• Assignment:
Copy each line of the data beneath in which the word "Frando" appears.

Segment Start: Data records

PR #237, opened 2023-04-18
feat: Add `PrivateDirectory::entires`, `PrivateFile::read_at` and make `PrivateFile::get_content_size_upper_bound` public

Frando:
This PR contains changes I needed to made while hacking on [wnfs-fuse](https://github.com/Frando/wnfs-fuse) at IPFSThing.

- Public getter method on `PrivateDirectory` to get the entries. `ls` exists, but loads all the metadata, which is expensive if not needed
- Make `PrivateFile::get_content_size_upper_bound` public (to have something to report as filesize - even if inaccurate). It might be a good idea to add the actual filesize to the metadata instead.
- Add a new method `PrivateFile::read_at` to read `size` bytes from `offset`. This makes use of `stream_content` internally and does the block and offset calculations

### DIFF
--- a/wnfs/src/private/directory.rs
+++ b/wnfs/src/private/directory.rs
@@ -1002,6 +1002,10 @@ impl PrivateDirectory {
         }
     }
 
+    pub fn entries<'a>(self: &'a Rc<Self>) -> impl Iterator<Item = &'a String> {
+        self.content.entries.iter().map(|x| x.0)
+    }
+
     /// Removes a file or directory from the directory.
     ///
     /// # Examples
--- a/wnfs/src/private/directory.rs
+++ b/wnfs/src/private/directory.rs
@@ -1002,7 +1002,11 @@ impl PrivateDirectory {
         }
     }
 
-    pub fn entries<'a>(self: &'a Rc<Self>) -> impl Iterator<Item = &'a String> {
+    /// Get the names of directory's immediate children.
+    ///
+    /// Other than [PrivateDirectory::ls] this returns only the names, without loading the
+    /// metadata for each node from the store.
+    pub fn get_entries<'a>(self: &'a Rc<Self>) -> impl Iterator<Item = &'a String> {
         self.content.entries.iter().map(|x| x.0)
     }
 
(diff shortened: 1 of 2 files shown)


appcypher:
Amazing work on `wnfs-fuse` and thanks for the contribution.
This looks great to me. Just minor nits.

wnfs/src/private/directory.rs
```diff
@@ -1002,6 +1002,10 @@ impl PrivateDirectory {
         }
     }
 
+    pub fn entries<'a>(self: &'a Rc<Self>) -> impl Iterator<Item = &'a String> {
+        self.content.entries.iter().map(|x| x.0)
+    }
```
appcypher, line 1007: Can you add a tiny doc to the function? 
Nit: Can you also rename the function `get_entries` just to be consistent with the rest of the code?

wnfs/src/private/file.rs
```diff
@@ -504,7 +549,7 @@ impl PrivateFile {
     }
 
     /// Gets the upper bound of a file content size.
-    pub(crate) fn get_content_size_upper_bound(&self) -> usize {
+    pub fn get_content_size_upper_bound(&self) -> usize {
```
appcypher, line 552: 👍🏾

wnfs/src/private/directory.rs
Frando: :+1:

Frando:
I also added a test for `PrivateFile::read_at`. Don't have much experience with proptests, but copied one of the other tests and adapted it.

wnfs/src/private/file.rs
```diff
@@ -342,6 +342,51 @@ impl PrivateFile {
...
+                    };
+                    bytes.extend_from_slice(&chunk[from..to]);
+                    if index == last_block {
+                        break;
+                    }
+                }
+                // If a block doesn't exist, break and return what we read until here.
+                Err(_err) => {
+                    break;
+                }
```
matheus23, line 384: Can you make this just error out?
We shouldn't return any bytes if the content is corrupted. Usually we'd do `InvalidSerialization` or w/e it was called, but adding a custom error type may not be bad either.

matheus23 (approved):
One critical change about erroring out required, but LGTM when that's handled :) :rocket:

wnfs/src/private/file.rs
Frando: Yup, makes sense.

Segment End: Data records

• Answer to this exercise:
Frando:
This PR contains changes I needed to made while hacking on [wnfs-fuse](https://github.com/Frando/wnfs-fuse) at IPFSThing.
Frando: :+1:
Frando:
Frando: Yup, makes sense.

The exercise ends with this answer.